Thomas Frederick Richard Attenborough (born 13 October 1986) is an English voice actor and theatre director. He is the son of theatre director Michael Attenborough, grandson of the late film actor and director Richard Attenborough and the great nephew of broadcaster David Attenborough.

Life
Born in October 1986, the first of two boys for Michael Attenborough and Karen, his wife. Attenborough was raised in London and attended St Paul's School. He then went to Trinity College, Cambridge to study English Literature. He graduated in 2009 and became artistic director of Rhapsody of Words Productions in 2010. In 2011 he won a runner-up prize for the JMK Award, and in 2012 was made an Associate Artist of HighTide Festival Theatre. In 2016 he became associate director of the Watermill Theatre, Newbury.

Career

Voice acting
His career began as a voiceover artist. After joining Hobson's International's children's division, he voiced Christopher Robin in The Tigger Movie and Harry Potter in the Harry Potter video games.

Directing
Attenborough works as a freelance theatre director in and around London. His first job was as an assistant director to Rachel Chavkin on The American Capitalism Project. Since then his career has included work at the National Theatre, the Minerva Theatre Chichester, the Almeida Theatre, MCS Oxford, The Old Vic, the Menier Chocolate Factory, the Hampstead Theatre, Theatre Royal Bath and the West End. Early productions included The Shape of Things by Neil LaBute at The Gallery Soho in London, and the regional premiere of The Mountaintop by Katori Hall for Derby LIVE.

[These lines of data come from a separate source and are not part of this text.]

PR #678, opened 2025-04-18
set `force: true` for `locator.fill`

seanmcguire12:
# why
- we should still fill input boxes even if they do not pass playwrights built in actionability checks
- e.g., dropdown is expanded, and the element we want to fill is hidden underneath it
# what changed
- set `force: true` inside `locator.fill()`
- removed `keyboard.type()` since it is unlikely to make a difference for antibot
# test plan
- added an eval

### DIFF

Rhapsody of Words presented a revival of Conor McPherson's play Port Authority at the Southwark Playhouse, starring Ardal O'Hanlon, John Rogan and Andrew Nolan in 2012. They then produced Rashid Razaq's new play, The President and the Pakistani, at the Waterloo East Theatre. Both productions were directed by Attenborough. Their production of Cinderella and the Beanstalk, the world's first 3-man family pantomime, at Theatre503, which premiered in December 2014 and returned in 2015 to sell-out audiences and great critical acclaim.

Attenborough directed a new play by Rob Hayes, Step 9 (of 12), starring Blake Harrison, at London's Trafalgar Studios in May 2012. He directed revivals of Abigail's Party and Noises Off, both of which toured the UK in the first half of 2013. In 2015 Attenborough directed Morgan Lloyd Malcolm's new play The Wasp at the Hampstead Theatre Downstairs, starring Sinead Matthews and MyAnna Buring. He also had hits with The Whipping Man at Theatre Royal Plymouth and the Pulitzer-Prize winning Dinner with Friends at Park Theatre.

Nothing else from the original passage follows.